=== Section Start ===

PR #321, opened 2026-08-14
feat(specs): sync Jamf Pro API specs to 11.31.0

neilmartin83:
Syncs `specs/` to Jamf Pro **11.31.0**, sourced from the consolidated `/api/schema/` document on a live 11.31.0 instance (`11.31.0-t1785774933693`) and split via `make sync-spec`. 550 paths / 820 operations.

## New endpoints

Three genuinely new operations, all verified against the live instance rather than just `--help`:

| Endpoint | Command | Notes |
|---|---|---|
| `GET /v2/environment-type` | `pro environment-type list` | New resource. Reports the cloud-services environment (staging/production/sandbox) this instance talks to. Returned `{"environment":"production"}`. |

=== Section End ===

DIRECTIONS FOR THIS TASK: Having read the entries, repeat them all exactly.

TASK SOLUTION:
PR #321, opened 2026-08-14
feat(specs): sync Jamf Pro API specs to 11.31.0

neilmartin83:
Syncs `specs/` to Jamf Pro **11.31.0**, sourced from the consolidated `/api/schema/` document on a live 11.31.0 instance (`11.31.0-t1785774933693`) and split via `make sync-spec`. 550 paths / 820 operations.

## New endpoints

Three genuinely new operations, all verified against the live instance rather than just `--help`:

| Endpoint | Command | Notes |
|---|---|---|
| `GET /v2/environment-type` | `pro environment-type list` | New resource. Reports the cloud-services environment (staging/production/sandbox) this instance talks to. Returned `{"environment":"production"}`. |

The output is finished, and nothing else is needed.